Tutorial | Plugin version management with Git#

After developing a Dataiku plugin on your instance, you can manage versions of the plugin on a remote Git repository (e.g., GitHub). This makes it possible to share the plugin across multiple Dataiku instances, and to allow users on those other instances to contribute updates to the plugin.

In this tutorial, you will learn how to:

  • Version your plugins with development branches.

  • Track the history of development.

  • Connect to a remote Git repository.

Prerequisites#

  • Dataiku 12.0 or later.

  • A Full Designer user profile.

  • You should work through the Plugins course in order to have a locally developed plugin.

  • Familiarity with the basics of Git

Technical requirements#

Connect to a remote Git repository#

Open the plugin you created in the Plugins course.

In order to share development of this plugin with other coders, we need to connect to a remote Git repository (repo).

  1. Click on the change tracking indicator and select Add a remote.

  2. Enter the URL of the remote and click OK.

  3. If the master branch on the remote Git repo has any commits ahead of the local master branch, Pull those changes.

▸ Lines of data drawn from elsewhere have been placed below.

PR #649, opened 2023-10-16
fix: directly extend Error for FileError

spaenleh:


src/services/file/repositories/s3.ts
```diff
@@ -254,12 +254,13 @@ export class S3FileRepository implements FileRepository {
 
       return url;
     } catch (e) {
-      // todo: usign console.log polutes the logs
-      log.error(e);
-      // todo: handle the "Not Found" error
+      if (e.name === 'NotFound') {
```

This will be necessary if the repo you’re connecting to is not empty.

  4. From the change tracking indicator, select Push.

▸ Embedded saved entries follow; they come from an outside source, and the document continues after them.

PR #653, opened 2023-10-18
fix: add missing relations in appSettings

### LINKED ISSUE #651: `GET app-setting` does not return property `item` expected in AppSetting type
The `AppSetting` type in the frontends expects an `item: DiscriminatedItem` property, but the backend does not return it in the appSetting object.

We are missing a `relations` option in the TypeORM query.

spaenleh:
In this PR I added the missing relation on `item` for the `GET app-setting` endpoint and improved the return type of repository functions

close #651

### DIFF
--- a/src/services/item/plugins/app/appSetting/repository.ts
+++ b/src/services/item/plugins/app/appSetting/repository.ts
@@ -1,6 +1,7 @@
 import { ItemType } from '@graasp/sdk';
 
 import { AppDataSource } from '../../../../../plugins/datasource';
+import { ItemNotFound } from '../../../../../utils/errors';
 import { AppSetting } from './appSettings';
 import { AppSettingNotFound, PreventUpdateAppSettingFile } from './errors';
 import { InputAppSetting } from './interfaces/app-setting';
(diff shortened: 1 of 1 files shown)


src/services/item/plugins/app/appSetting/repository.ts
```diff
@@ -46,16 +50,21 @@ export const AppSettingRepository = AppDataSource.getRepository(AppSetting).exte
...
       throw new AppSettingNotFound(id);
     }
-    return this.findOneBy({ id });
+    return this.findOne({ where: { id }, relations: { creator: true, item: true } });
   },
 
-  getForItem(itemId: string) {
-    return this.findBy({ item: { id: itemId } });
+  getForItem(itemId: string): Promise<AppSetting[]> {
+    return this.find({
```
pyphilia, line 63: To avoid any error, we check that `itemId` really exists (even if it's not set as optional here). Otherwise `this.find` will return everything which would just explode. If you could add this check!

pyphilia (approved):
LGTM 🍇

../../_images/plugin-remote.png

In your remote Git repo, you can see that the master branch has been successfully pushed.

../../_images/plugin-push.png

Note

We recommend using a separate repository for each plugin.

Git versioning#

Now we’d like to work on changes to the plugin, using a development branch so that other people can continue using the original plugin.

  1. From the branch indicator, click Create new branch.

  2. Name the new branch library and click Create.

    ../../_images/plugin-branch.png

    This creates a new development branch of the plugin off of the master branch.

Now let’s make some changes:

  1. Under the first-plugin folder, create a new folder called python-lib.

  2. Under the python-lib folder, create a new file called compute_corr.py.

  3. Cut the definitions of the functions compute_pairs() and compute_corr() from recipe.py and paste them into compute_corr.py.

  4. Add the line import pandas as pd, numpy as np to the top of compute_corr.py.

  5. Add the line from compute_corr import * to the top of recipe.py.

    ../../_images/plugin-library.png
  6. Click on the History tab to see the changes you’ve made on this branch. If you switch to the master branch, you’ll see that the history only has the original development to the plugin, and none of the changes we’ve made to the branch.

    ../../_images/plugin-history.png
  7. Switch back to the library branch.

  8. From the change tracking indicator, select Push.

    You can see the library branch has been pushed to your remote Git repo. In order to merge the changes with the master branch, do that in the normal way outside of Dataiku.

    ../../_images/plugin-merge.png
  9. To see the merges reflected in Dataiku, first Fetch the changes from the remote Git repo and then Pull the changes to your local Git.